The problem is that you have some tables that are not managed by Django. (They get called “legacy”, but in my case, they weren’t legacy but data imported from another system.)
The traditional solution to unit testing unmanaged models is to flip the “managed” bit and cause the test runner to create the tables. Example: Django Unit Tests Against Unmanaged Databases.
That doesn’t work with migrations because the unmanaged tables are described in the migration files. You would need to intercept each migration as it’s loaded, and flip the bit.

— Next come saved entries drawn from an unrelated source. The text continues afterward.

Issue #96, opened 2015-06-07
Add Support for Algorithm Parameter Inputs (Configurable variables)


mattycourtney:
Enable finding the optimal set of parameters to trade an algorithm with

gururise:
I'm thinking parameter optimization could be easily supported by allowing optional parameters to be passed into the Engine instance when it first starts.  Once the backtest is complete, the results recorded, and another instance with new parameters is started.  This whole process would occur in a loop under some sort of user control.  By putting this process in a loop, the user could then either do some type of simple parameter optimization via brute-force, or utilize a GA or some other form of Evolutionary Programming.

mchandschuh:
I think the concept of parameter optimization is slightly outside of the scope of QuantConnect.Lean.Engine.csproj code.  I think what we really need are parameterized inputs for the algorithm and for a job to be able to accept/pass these parameterized inputs.  In this way, the infrastructure that runs Lean can perform the parameter optimization search, whether it be the QC cloud infrastructure or a local desktop Lean runner.

I think specifying the parameters in the algorithm code can be accomplished rather cleanly through the usage of C# attributes:
```c#
public class MyParameterizedAlgorithm : QCAlgorithm
{
    [IntParameter(Minimum: 3, Maximum: 50)]
    public int SimpleMovingAveragePeriod = 14;

    // indicator instantiated using a parameter
    public SimpleMovingAverage MySMA;

    public override void Initialize()
    {
        //...
        MySMA = SMA("SPY", SimpleMovingAveragePeriod);
    }
}
```

This would allow the infrastructure to inspect the algorithm to find parameters very easily, as well as display them to a desktop UI if needed.

Once parameterized inputs for an algorithm are implemented, then we could implement the optimization feature by running multiple lean instances and setting the algorithm parameters based on the optimization algorithm, be it brute force or some evolutionary algorithm.

Thoughts?

TangentLogic:
Don't know if anyone else is working on this; I'm working on an implementation (including a brute-forcer proof-of-concept).  I expect to submit a patch around the end of this week.

jaredbroad:
Awesome @TangentLogic! Look forward to seeing your design. Are you using C# attributes like demonstrated above?

From our past experiences its best to talk through the design publicly as early as possible to get the benefit of the "hive mind" :)

TangentLogic:
[...]

PR #153, opened 2015-08-14
#96-Parameterization

Vincent-Chin:
Unit tests done.  Note that the Engine.cs I've included is modified with rudimentary brute-forcing logic.  It doesn't work though (hangs on initializing the second iteration.)  I also never got around to parallelizing the loop with Parallel.ForEach.

### DIFF
--- a/Algorithm.CSharp/ParameterizedAlgorithm.cs
+++ b/Algorithm.CSharp/ParameterizedAlgorithm.cs
@@ -1,0 +1,127 @@
+﻿/*
+ * QUANTCONNECT.COM - Democratizing Finance, Empowering Individuals.
+ * Lean Algorithmic Trading Engine v2.0. Copyright 2014 QuantConnect Corporation.
+ * 
+ * Licensed under the Apache License, Version 2.0 (the "License"); 
+ * you may not use this file except in compliance with the License.
+ * You may obtain a copy of the License at http://www.apache.org/licenses/LICENSE-2.0
+ * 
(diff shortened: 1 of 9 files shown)


Vincent-Chin:
LoadParameters.cs in Tests is an extraneous file.  Didn't notice it during the commit.

jaredbroad:
This is a great first step @Vincent-Chin! There's some changes we'll need to make to properly use it in LEAN though. If you're open to making them we can merge in the PR.

1. The configuration parameter set must come through the Job packet, and, 
2. The job would have 1-set of parameters.
3. Revert Engine.cs & replace it will a simple way of setting parameters from the job packet.

This way LEAN is still a singular instance, running a configured parameter set. 

3. Later, we'll make the GUI spin up hundreds of LEAN instance objects each with different job packets specifying their configuration permutation.

mchandschuh:
I think it would also be beneficial to separate the concept of the parameter from the concept of the search method. For example, int parameter defines a min/max/step property. While the min/max do define the parameter, the step defines how we will search the parameter space. This is a concern best saved for optimization, so as part of this PR let's remove the Step properties.

jaredbroad:
Thanks for the PR @Vincent-Chin ! This is an awesome start but we'd like to design Parameterization with a more holistic approach in mind where parameters are passed through the jobs system, and its well integrated with the Engine class.

Lets keep this on reference and come back to it later once we start that project!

It appears that this feature didn’t exist when the question above was asked. The Django team created an undocumented feature ‘migrations_not_used_in_tests’ that you use as the migration model, which causes the tester to use syncdb instead.
The tables are created from the models.py descriptions rather than the migration files.
I ended up combining both articles, and created a test_settings.py:
from api.settings import *
from django.test.runner import DiscoverRunner
class UnManagedModelTestRunner(DiscoverRunner):
def setup_test_environment(self, *args, **kwargs):
from django.db.models.loading import get_models
self.unmanaged_models = [m for m in get_models() if not m._meta.managed]
for m in self.unmanaged_models:
m._meta.managed = True
super(UnManagedModelTestRunner, self).setup_test_environment(*args, **kwargs)
def teardown_test_environment(self, *args, **kwargs):
super(UnManagedModelTestRunner, self).teardown_test_environment(*args, **kwargs)
# reset unmanaged models
for m in self.unmanaged_models:
m._meta.managed = False
# Set Django's test runner to the custom class defined above
TEST_RUNNER = 'api.test_settings.UnManagedModelTestRunner'
MIGRATION_MODULES = {
'api':'api.migrations_not_used_in_tests',
'v1':'v1.migrations_not_used_in_tests'
}
This way, we turn off the migrations, alter the models, and then syncdb before running the tests.